Fungivor: Perbedaan antara revisi

Dari Wikipedia bahasa Indonesia, ensiklopedia bebas
Konten dihapus Konten ditambahkan
Bebasnama (bicara | kontrib)
←Membuat halaman berisi 'thumb|right|200px|Seekor [[lintah bulan (''Lehmannia nyctelia'') memakan jamur]] '''Fungivor''', '''fungivora''', atau '''m...'
Tag: Suntingan perangkat seluler Suntingan peramban seluler
(Tidak ada perbedaan)

Revisi per 3 Januari 2021 00.40

Seekor lintah bulan (Lehmannia nyctelia) memakan jamur

Fungivor, fungivora, atau mikofagi adalah proses organisme mengonsumsi kulat. Banyak organisme yang berbeda telah dicatat untuk memperoleh energinya dari mengonsumsi kulat, termasuk burung, mamalia, serangga, tumbuhan, ameba, gastropoda, nematoda, bakteri, dan kulat lain. Beberapa di antaranya yang hanya memakan kulat disebut fungivora, sedangkan yang lain memakan kulat hanya sebagai bagian makanannya menjadi omnivora.

Binatang

Mamalia

Banyak mamalia mamakan kulat, tetapi hanya sedikit yang memakan kulat secara eksklusif.

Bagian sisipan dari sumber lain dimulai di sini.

PR #142, opened 2022-02-01
Change FiniteRange so that upper, lower can be changed after creation

mseeger:
*Issue #, if available:*

*Description of changes:*

### DIFF
--- a/syne_tune/search_space.py
+++ b/syne_tune/search_space.py
@@ -604,14 +604,21 @@ class FiniteRange(Domain):
         self.lower = lower
         self.upper = upper
         self.log_scale = log_scale
-        if not log_scale:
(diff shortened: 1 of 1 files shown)


geoalgo:
It seems that we would not need it as we are not changing upper/lower in the TL anymore right?

mseeger:
OK, so you changed the code? Great, I think that is safer.
But I am also OK with saying that for such simple classes, it is OK to change attributes (I usually think of dataclass that way).
Your call.

geoalgo:
I agree that setting attributes can be dangerous and is not desired so I would propose to close the PR.
In the future, if we have the need to change ranges (lower, upper) I guess we could expose `update_range` method on numeric domains.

Sebagian besar adalah pemakan kulat dan oportunistis hanya merupakan bagian makanan hewan ini.[1] Setidaknya 22 spesies primata, termasuk manusia, bonobo, langur, gorila, lemur, makaka, mangabey, marmoset, dan monyet vervet diketahui memakan kulat. Sebagian besar spesies ini menghabiskan kurang dari 5% waktu yang hewan ini habiskan untuk memakan kulat. Oleh karena itu, kulat hanya membentuk sebagian kecil makanan hewan ini. Beberapa spesies menghabiskan waktu lebih lama untuk mencari kulat, dan kulat merupakan bagian makanan terbesar hewan ini. Marmoset bertelinga putih menghabiskan hingga 12% waktunya mengonsumsi sporokarpa, Monyet Goeldi menghabiskan hingga 63% waktu untuk melakukannya, dan monyet berhidung pesek Yunnan menghabiskan hingga 95% waktunya memakan lumut kerak. Kulat relatif sangat langka di hutan hujan tropis dibandingkan dengan sumber makanan lain, seperti buah dan daun-daunan, dan ini juga tersebar lebih jarang dan muncul tidak terduga, menjadikannya sumber makanan yang menantang bagi monyet Goeldi.[2]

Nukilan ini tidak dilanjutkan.